#### WORK REQUIRED
Below are the entries; set down each of them exactly.

(Data excerpts)
::::
PR #449, opened 2020-07-30
LisExpr.chpl updates for 1.22, and in general

bradcray:
This PR updates LisExpr.chpl to work with Chapel 1.22 while also making some other minor changes that @mhmerrill mentioned today.  I'm sorry to say that this was more painful than I'd expected, which made it a really good exercise for me, and resulted in my filing a lot of new issues (see the source code for URLs).

To get things working with 1.22 again, the primary changes were:
  - adapting to additional rigor within the compiler w.r.t. lists of non-nilable owned classes (see discussion below)
  - pop_front() is no longer supported on arrays, so I switched to a list of strings (which is what Mike wanted anyway)
  - switching from 1- to 0-based indexing when evaluating the parsetrees
  - adding a now-necessary import of `IO` to get access to `stdout`

In addition, I switched a lone remaining case of `list(GenListValue)` to `GenList`.  Mike, as we discussed, this was happily just a matter of moving the `type` definition up in the code to ensure that it was evaluated before code used it.

Getting the lists of non-nilable owned to work with 1.22 turned out to be nontrivial.  Challenges included:

In several places the code did `listOfOwned1 = listOfOwned2` in either an initialization or assignment context, which the compiler now (rightfully) complains about.  The reason for this is that it's not clear what should happen to the RHS class instances.  Ownership usually transfers with assignment which means that the RHS list would become useless (i.e., we wouldn't really be copying it as intended, but demolishing its elements as we went).  In addition, since it's a list of non-nilable owned, it's not clear what the list element's values should be set to after the ownership is transferred (the general reason a non-nilable owned can't be a RHS for an assignment).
::::
#### SOLUTION TO THE EXERCISE
PR #449, opened 2020-07-30
LisExpr.chpl updates for 1.22, and in general

bradcray:
This PR updates LisExpr.chpl to work with Chapel 1.22 while also making some other minor changes that @mhmerrill mentioned today.  I'm sorry to say that this was more painful than I'd expected, which made it a really good exercise for me, and resulted in my filing a lot of new issues (see the source code for URLs).

To get things working with 1.22 again, the primary changes were:
  - adapting to additional rigor within the compiler w.r.t. lists of non-nilable owned classes (see discussion below)
  - pop_front() is no longer supported on arrays, so I switched to a list of strings (which is what Mike wanted anyway)
  - switching from 1- to 0-based indexing when evaluating the parsetrees
  - adding a now-necessary import of `IO` to get access to `stdout`

In addition, I switched a lone remaining case of `list(GenListValue)` to `GenList`.  Mike, as we discussed, this was happily just a matter of moving the `type` definition up in the code to ensure that it was evaluated before code used it.

Getting the lists of non-nilable owned to work with 1.22 turned out to be nontrivial.  Challenges included:

In several places the code did `listOfOwned1 = listOfOwned2` in either an initialization or assignment context, which the compiler now (rightfully) complains about.  The reason for this is that it's not clear what should happen to the RHS class instances.  Ownership usually transfers with assignment which means that the RHS list would become useless (i.e., we wouldn't really be copying it as intended, but demolishing its elements as we went).  In addition, since it's a list of non-nilable owned, it's not clear what the list element's values should be set to after the ownership is transferred (the general reason a non-nilable owned can't be a RHS for an assignment).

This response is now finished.